In Summer 2022, Esperance piloted new ideas for safeguarding at Cambridge Folk Festival with the aim of making safeguarding procedures more visible and obvious. The festival already had a solid safeguarding policy and is consistently working towards gender equality as part of Keychange and by giving support to Esperance and other initiatives.

As part of the pilot, Esperance created safeguarding posters to display in the youth area - The Hub - and in toilets and communal areas across the site. Similar to posters used in schools, these showed the faces, names and contact details of the safeguarding team so that they could be easily identified by children and young people. Other posters showed what is expected of people at the festival, reminding them to show respect and tolerance to all those around them. The reception to the posters and their use on the festival site was overwhelmingly positive. Staff, audiences and families fed back that they appreciated having a face and a name to speak to if needed, and many commented that they would like to see these posters at other festivals too.
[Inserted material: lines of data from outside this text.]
PR #299, opened 2024-09-26
feat: add version check support

### LINKED ISSUE #272: Add the Connect version as a resource attribute.
It's happening! We're adding support for an API endpoint that only exists on newer Connect versions (#267).

We need to raise a `NotImplementError` when calling these methods against a Connect version older than August 2024. One way to approach this is by checking the result of `client.version`. Let's add some core logic that injects this information into all resources.

Important! By default, Connect returns this information in the server settings API. But, this functionality can be turned off via Connect configuration. Therefore, we cannot always depend on this method for obtaining the Connect version. We need to accommodate these scenarios. A simple approach assumes the server supports the API if the Connect version is unknown. Then, use a requests hook to fail in a sensible way.

tdstein:
Adds a new decorator, `@context.requires`, which asserts version compatibility when the server version is known. The check is skipped if the server version is unknown (e.g., the Connect configuration disables version information).

Also marks the OAuth API with a '2024.08.0' requirement.

Closes #272

### DIFF
--- a/src/posit/connect/context.py
+++ b/src/posit/connect/context.py
@@ -1,13 +1,15 @@
 import functools
 from typing import Optional, Protocol
 
+from packaging.version import Version
+
 
 def requires(version: str):
     def decorator(func):
         @functools.wraps(func)
         def wrapper(instance: ContextManager, *args, **kwargs):
             ctx = instance.ctx
-            if ctx.version and ctx.version < version:
+            if ctx.version and Version(ctx.version) < Version(version):
                 raise RuntimeError(
                     f"This API is not available in Connect version {ctx.version}. Please upgrade to version {version} or later.",
                 )
--- a/src/posit/connect/context.py
+++ b/src/posit/connect/context.py
@@ -1,0 +1,43 @@
+import functools
+from typing import Optional, Protocol
+
+
+def requires(version: str):
+    def decorator(func):
+        @functools.wraps(func)
+        def wrapper(instance: ContextManager, *args, **kwargs):
+            ctx = instance.ctx
+            if ctx.version and ctx.version < version:
+                raise RuntimeError(
+                    f"This API is not available in Connect version {ctx.version}. Please upgrade to version {version} or later.",
+                )
+            return func(instance, *args, **kwargs)
+
+        return wrapper
+
+    return decorator
+
+
+class Context(dict):
+    def __init__(self, session, url):
+        self.session = session
+        self.url = url
+
+    @property
+    def version(self) -> Optional[str]:
+        try:
+            value = self["version"]
+        except KeyError:
+            endpoint = self.url + "server_settings"
+            response = self.session.get(endpoint)
+            result = response.json()
+            value = self["version"] = result.get("version")
+        return value
+
+    @version.setter
+    def version(self, value: str):
+        self["version"] = value
+
+
+class ContextManager(Protocol):
+    ctx: Context
--- a/tests/posit/connect/external/test_databricks.py
+++ b/tests/posit/connect/external/test_databricks.py
@@ -48,6 +48,7 @@ class TestPositCredentialsHelpers:
         register_mocks()
 
         client = Client(api_key="12345", url="https://connect.example/")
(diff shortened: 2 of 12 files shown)


src/posit/connect/context.py
```diff
@@ -0,0 +1,43 @@
+import functools
+from typing import Optional, Protocol
+
+
+def requires(version: str):
+    def decorator(func):
+        @functools.wraps(func)
+        def wrapper(instance: ContextManager, *args, **kwargs):
+            ctx = instance.ctx
+            if ctx.version and ctx.version < version:
```
tdstein, line 10: Need to update this with better version comparison using `packaging.version.Version` or something else.

tests/posit/connect/external/test_databricks.py
```diff
@@ -48,6 +48,7 @@ def test_posit_credentials_provider(self):
         register_mocks()
 
         client = Client(api_key="12345", url="https://connect.example/")
+        client.ctx.version = "2024.08.0"
```
tdstein, line 51: This shortcuts having to mock the API request to /server_settings.

tests/posit/connect/external/test_databricks.py
```diff
@@ -48,6 +48,7 @@ def test_posit_credentials_provider(self):
         register_mocks()
 
         client = Client(api_key="12345", url="https://connect.example/")
+        client.ctx.version = None
```
tdstein, line 51: We are setting the version to `None` to avoid mocking the API request to /server_settings.

tdstein:
After a few iterations, I landed on the decorator approach. This seems idiomatic and self-documenting. I tried a few declarative approaches (i.e., checking the version inline), but that felt brittle.

tests/posit/connect/oauth/test_oauth.py
```diff
@@ -23,5 +23,6 @@ def test_get_credentials(self):
                 "token_type": "Bearer",
             },
         )
-        con = Client(api_key="12345", url="https://connect.example/")
-        assert con.oauth.get_credentials("cit")["access_token"] == "viewer-token"
+        c = Client(api_key="12345", url="https://connect.example/")
+        c.ctx.version = None
```
dbkegley, line 27: Should we test here that the oauth client resource respects the server's version constraint?

dbkegley (approved):
Looks great! I like the annotation approach, that feels very idiomatic

tests/posit/connect/external/test_databricks.py
jonkeane: Should we put this in a helper function of some sort? Something like `test_client(...)` that does this internally. There are other ways too, but this is a lot of the same thing over and over (and a bit of specialized knowledge that you basically _always_ have to do this in these tests

tests/posit/connect/test_context.py
```diff
@@ -0,0 +1,90 @@
...
+
+            @requires("1.0.0")
+            def success(self):
+                pass
+
+        ctx = MagicMock()
+        ctx.version = None
+        instance = Stub(ctx)
+
+        instance.success()
```
jonkeane, line 57: This test is for behavior we use while testing, but not one we expect users to hit, yeah? If yeah, it would be good to comment about that just so it's clear this isn't a desired end-user behavior.

tests/posit/connect/oauth/test_integrations.py
```diff
@@ -164,10 +167,11 @@ def test(self):
         )
 
         # setup
-        client = Client("https://connect.example", "12345")
+        c = Client("https://connect.example", "12345")
+        c.ctx.version = None
```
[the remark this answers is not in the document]
tdstein: Just making the references the same across the file.

tests/posit/connect/test_context.py
tdstein: No, this is designed behavior. If the version is hidden in the server settings, then `ctx.version` will be None. When the value is `None` the version check is skipped since we aren't sure. In the case of breaking API changes, we will need to perform the fallback sequence based on the HTTP response.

Rebecca Stewart, Festival Manager, explains “The Hub and the safety of those that use it is so important to the Festival. We want to create a safe, supportive and fun space for young people to learn, make friends and hopefully go on to bigger and better things. Working with Esperance has allowed us to build on the strong foundations we already had and ensure we are developing safe areas across the site for everyone attending Cambridge.”

Nicola Beazley - Esperance co-founder, music educator and Section Head at The Hub - put together a set of guidelines for anyone leading a one-off workshop with children and young people at the festival. This made it clear to artists interacting with the participants what was expected of them as a tutor, not only making sure it was clear where the festival stood in terms of protecting young people, but also offering advice and guidance about how to interact with the young people, as not all artists had prior experience of working in an educator role. The guidelines included information about how to report concerns, rules about not sharing personal contact details with or spending time alone with young people, and a reminder that educators should be positive role models.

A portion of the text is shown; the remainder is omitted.